J. Hemelrijk, Uit de dagboeken van een rector (Stichting
Memoriaal; Oud Zuilen, 2002).
ISBN: 90-806849-2-9
Dit boek bevat een keuze uit de dagboeken die de rector van het
Murmellius-gymnasium te Alkmaar, dr. Jaap Hemelrijk (1888-1973) in
de jaren vóór en vooral na de Tweede Wereldoorlog bijhield. Zij
betreffen voor een groot deel het schoolleven. De waarnemingen van
leerkrachten en leerlingen die hij daarin optekent doen ons Hemelrijk
kennen als iemand met een grote psychologische intuïtie en een groot
pedagoog. Daarbij moet het voor Alkmaarders nog meer dan voor mij
als buitenpoorter boeiend zijn in bepaalde typen bekenden te
ontdekken. Zoals bijvoorbeeld de problematische leerling Alain du
Perron, zoon van de bekende schrijver. Verder bevat het dagboek de
neerslag van ontmoetingen van Hemelrijk met bekende en minder
bekende kunstenaars, schilders, dichters en musici, die in Betgen
woonden en met wie Hemelrijk bevriend was.

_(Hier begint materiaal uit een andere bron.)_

PR #1265, opened 2023-07-12
Changed status mismatched

vinit717:
**Overview**

- When a task is created by default its status is available and the assignee is false, So when the superuser assigns a task to the user its status is still available,

**Proposed Solution**

- When we passed the assignee as payload we can check if its status is available or not if available we can change it to assigned

image


TanishqSingla (dismissed):

models/tasks.js
```diff
@@ -19,6 +19,9 @@ const updateTask = async (taskData, taskId = null) => {
     taskData = await toFirestoreData(taskData);
     if (taskId) {
       const task = await tasksModel.doc(taskId).get();
+      if (taskData?.assignee && task.data().status === "AVAILABLE") {
+        taskData = { ...taskData, status: "ASSIGNED" };
```
sahsisunny, line 23: Can we use constants for this?

vinit717: done

sahsisunny (dismissed):

fakhruddinkw (approved):

sahsisunny (approved):

PR #1267, opened 2023-07-12
Check for valid dependency

vinit717:
**Overview**

- Currently, we can pass any string as dependency which may cause bad behavior So for valid dependency(taskid) we have to check that it exists or not  

**Solution**

- We can check as dependency by  checking doc id of task model exist or not if exist we can take as dependency otherwise throw an error

image


test/integration/tasks.test.js
```diff
@@ -328,6 +329,18 @@ describe("Tasks", function () {
 
       return taskId;
     });
+
+    it("Should return 400 if taskid is not exist", async function () {
+      taskId = (await tasks.updateTask(tasksData[5])).taskId;
```
heyrandhir, line 334: what if 1 task is valid and 1 in valid ?

models/tasks.js
```diff
@@ -33,15 +33,19 @@ const updateTask = async (taskData, taskId = null) => {
...
                 dependsOn: dependency,
               };
-              const docRef = dependencyModel.doc();
-              transaction.set(docRef, taskDependsOn);
+              if (dependencyDoc.exists) {
+                const docRef = dependencyModel.doc();
+                transaction.set(docRef, taskDependsOn);
+              } else {
+                throw new Error("Invalid dependency taskId");
+              }
```
heyrandhir, line 48: I don't see model tests getting updated. Please check

heyrandhir (changes requested):

test/unit/models/tasks.test.js
```diff
@@ -6,15 +6,15 @@
 
 const chai = require("chai");
 const { expect } = chai;
-
+// const sinon = require("sinon");
```
heyrandhir, line 9: please remove this if not needed

test/integration/tasks.test.js
```diff
@@ -311,15 +310,17 @@ describe("Tasks", function () {
     });
     it("Should update dependency", async function () {
       taskId = (await tasks.updateTask(tasksData[5])).taskId;
-      const dependsOn = ["taskId5", "taskId4"];
+      const taskId5 = (await tasks.updateTask(tasksData[5])).taskId;
+      const taskId6 = (await tasks.updateTask(tasksData[5])).taskId;
```
heyrandhir, line 314: why 5 and 6  in place of 1 and 2 🤔

test/integration/tasks.test.js
```diff
@@ -328,6 +329,18 @@ describe("Tasks", function () {
...
+    it("Should return 400 if taskid is not exist", async function () {
+      taskId = (await tasks.updateTask(tasksData[5])).taskId;
+
+      const dependsOn = ["taskId5", "taskId6"];
+      const res = await chai
+        .request(app)
+        .patch(`/tasks/${taskId}`)
+        .set("cookie", `${cookieName}=${jwt}`)
+        .send({ dependsOn });
+      expect(res).to.have.status(400);
```
heyrandhir, line 342: can we also check the error message

models/tasks.js
vinit717: Added

test/unit/models/tasks.test.js
```diff
@@ -140,4 +145,31 @@ describe("tasks", function () {
...
+      await dependencyModel.doc("taskDependencies").set(data);
+      const dependencyData = (await dependencyModel.doc("taskDependencies").get()).data();
+
+      expect(dependencyData.dependsOn).to.be.a("array");
+      expect(dependencyData.taskId).to.be.equal("taskId1");
+
+      setStub.restore();
+      getStub.restore();
+    });
+  });
```
heyrandhir, line 174: where is the model function being called here

heyrandhir (changes requested):

test/unit/models/tasks.test.js
vinit717: Added

test/integration/tasks.test.js
vinit717: Added

test/integration/tasks.test.js
vinit717: Resolved

test/unit/models/tasks.test.js
vinit717: Removed

test/integration/tasks.test.js
vinit717: Done

heyrandhir (changes requested):

test/unit/models/tasks.test.js
```diff
@@ -140,4 +144,31 @@ describe("tasks", function () {
...
+      const data = {
+        taskId: "taskId1",
+        dependsOn: ["taskId2", "taskId3"],
+      };
+
+      const setStub = sinon.stub(dependencyModel.doc("taskDependencies"), "set").resolves();
+      const getStub = sinon.stub(dependencyModel.doc("taskDependencies"), "get").resolves({
+        data: () => data,
+      });
+      const result = await updateTask(data);
```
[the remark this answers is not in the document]
vinit717: Yes when we pass the update task it returns taskid this model function also used to create a task which return task object

controllers/tasks.js
```diff
@@ -205,8 +205,14 @@ const updateTask = async (req, res) => {
     if (isUserStatusEnabled && req.body.assignee) {
       await updateUserStatusOnTaskUpdate(req.body.assignee);
     }
+
     return res.status(204).send();
   } catch (err) {
+    if (err.message.includes("Invalid dependency taskId")) {
```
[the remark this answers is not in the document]
vinit717: done

test/unit/models/tasks.test.js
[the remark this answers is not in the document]
heyrandhir: `taskId` is string. Right ?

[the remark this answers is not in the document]
vinit717: yes also can you re-review the test I had changed the tests

heyrandhir (approved):

kotesh-arya (approved):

Mij hebben daarvan in het bijzonder geboeid de stukjes over Charley
Toorop en Jani Roland Holst. Bijzonder trefzeker en toch mild tekende Hemelrijk deze
tamelijk excentrieke karakters.
In het derde deel onder de titel 'Varia' boeiden mij in het bijzonder zijn ervaringen
met het antisemitisme (Hemelrijk was een geboren jood) in zijn jeugd in Winterswijk
en in de Tweede Wereldoorlog. De korte levensbeschrijving van Hemelrijk door
dr. C.M. Stibbe aan het slot is een verrijking. Een bijzonder mooi boek met een stuk
Alkmaarse geschiedenis op zijn best!
Joop D. Kila
H.W. van Santen, VOC-dienaar in India. Geleynssen de Jongh in het land van
de Groot-Mogol (Franeker, zooi). ISBN: 90-5194-Z10-9
Dit boek is gewijd aan de ervaringen van de Alkmaarder Wollebrant Geleynssen de
Jongh (1594-1674) in India. Na waarschijnlijk zijn jeugd te hebben doorgebracht in het
Alkmaarse weeshuis, maakte Wollebrant carrière in dienst van de VOC. Gedurende een
periode van 35 jaar werkte hij op diverse plaatsen in Azië, waaronder vele jaren in India.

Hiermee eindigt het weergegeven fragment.